Das war?s dann wohl. Die 321 Studios, bekannter amerikanischer Hersteller von Kopiersoftware für CD und DVD, haben ihren Geschäftsbetrieb eingestellt.

Mehrere US-Gerichte hatten Klagen von Hollywood Studios stattgegeben, nach denen es keine legalen Gründe mehr gibt, Kopierschutzmechanismen zu umgehen. Denn das ist in den USA - und in Deutschland - aus Urheberrechtsgründen verboten.

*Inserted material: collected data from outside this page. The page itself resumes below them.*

PR #495, opened 2019-02-12
MsQueue to channel

petr-tik:
Implements own Queue using crossbeam-channel. Relies on blocking behaviour of the pop() method

Related to #485 and #491

### DIFF
--- a/src/core/pool.rs
+++ b/src/core/pool.rs
@@ -107,7 +107,7 @@ impl<T> Pool<T> {
     pub fn acquire(&self) -> LeasedItem<T> {
         let generation = self.generation();
         loop {
-            let gen_item = self.queue.pop();
+            let gen_item = self.queue.pop().unwrap();
             if gen_item.generation >= generation {
                 return LeasedItem {
                     gen_item: Some(gen_item),
--- a/src/core/pool.rs
+++ b/src/core/pool.rs
@@ -10,7 +10,7 @@ pub struct GenerationItem<T> {
     item: T,
 }
 
-/// Queue to replace the Michael-Scott Queue, now deprecated in crossbeam
+/// Queue implementation for the Object Pool below
 /// Uses the unbounded Linked-List type queue from crossbeam-channel
 /// Splits the Queue into sender and receiver
 struct Queue<T> {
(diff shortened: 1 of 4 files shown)


src/core/pool.rs
```diff
@@ -146,4 +177,45 @@ mod tests {
...
+        let q = Queue::new();
+        let elem = 5;
+        q.push(elem);
+        let res = q.pop();
+        assert_eq!(res.unwrap(), elem);
+    }
+
+    #[test]
+    fn test_queue_pushes_and_pops_order() {
+        let elements = vec![1, 2, 3, 4];
```
fulmicoton: There is no need to test for order actually.

src/core/pool.rs
```diff
@@ -146,4 +177,45 @@ mod tests {
...
+    //         let elements_for_pool = vec![1, 2];
+    //         // Clone vector, so we can calculate its length later
+    //         pool.publish_new_generation(elements_for_pool.clone());
+
+    //         let mut threads = vec![];
+    //         let sleep_dur = time::Duration::from_millis(10);
+    //         // spawn one more thread than there are elements in the pool
+    //         for _thread_idx in 0..elements_for_pool.len() + 1 {
+    //             threads.push(thread::spawn(move || {
+    //                 pool.acquire();
```
fulmicoton: The point of this test is to see if the pool behaves correctly when the pool is exhausted.

Right now, your leased item is dropped  right away (before the call to thread::sleep()).
Please fix as follows:

`let _leased_searcher = pool.acquired();`

fulmicoton (changes requested):

petr-tik:
What about RecvError and dealing with Result from .send()?

fulmicoton:
> What about RecvError and dealing with Result from .send()?

According to doc, they only exist to express that the respective other side of the pipe was dropped.
By design it cannot happen in that pool, so it's ok for you to `panic` on errors.

Just use `.expect()` in both cases.

src/core/pool.rs
```diff
@@ -9,21 +10,50 @@ pub struct GenerationItem<T> {
     item: T,
 }
 
+/// Queue to replace the Michael-Scott Queue, now deprecated in crossbeam
```
fulmicoton: no need for this comment. People don't need to know the history of this queue.

src/core/pool.rs
```diff
@@ -9,21 +10,50 @@ pub struct GenerationItem<T> {
...
+        Queue {
+            sender: s,
+            receiver: r,
+        }
+    }
+
+    /// Sender trait returns a Result type, which is ignored.
+    /// The Result is not handled at the moment
+    fn push(&self, elem: T) {
+        self.sender.send(elem);
```
fulmicoton: This generates a warning. Make sure you remove all warning at compilation.

petr-tik:
Rebased onto master and _force_-pushed (sorry). 

thanks for your comments, I addressed them to the best of my ability.

fulmicoton:
Thanks!

PR #503, opened 2019-02-23
Remove note about panicking in get_field docs

mauri870:
Since get_field rely on calling get on the underlying InnerSchema HashMap
it shouldn't fail if the field was not found, it simply returns None.


fulmicoton:
@mauri870  Absolutely yes. I think it used to not return an option, and I forgot to update the doc when I changed the implementaiton.

PR #504, opened 2019-02-24
prove bug with facets

jannickj:


fulmicoton:
Tracked in #505. Tested added as part of #508

PR #511, opened 2019-02-28
Derive `Debug` for `Schema` and `SchemaInner`

torkleyy:


fulmicoton:
Wouldn't it be more helpful to rely on a prettified json serialization?

torkleyy:
Yeah, probably. I mainly added to have some representation at all.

Sicherungskopien teurer Scheiben oder Privatkopien wollen die US-Richter nicht mehr gelten lassen. Und sich auf weitere Rechtsstreite mit der Medienmacht Hollywoods einzulassen, war für die Softwarefirma nicht zu bezahlen. Die Ulmer Softwarefirma S.A.D. stand vor einem ähnlichen Problem. Privatkopien geschützter CDs sind in Deutschland gesetzlich noch erlaubt, aber nicht mehr machbar, weil die dazu erforderlichen Programme - wie sie S.A.D. vertrieb - verboten sind.

Statt sich aber als Mittelständler in teuren Prozessen mit Hollywood aufzureiben, haben die Ulmer Kaufleute einfach den Spieß umgedreht und eine Musikfirma gegründet. Die ersten Bands habe man schon unter Vertrag, so ein S.A.D.-Sprecher, die erste CD ist schon auf dem Markt. Natürlich ohne Kopierschutz. Wer weiß - wenn es gut läuft, kann man ja wieder Prozesse bezahlen.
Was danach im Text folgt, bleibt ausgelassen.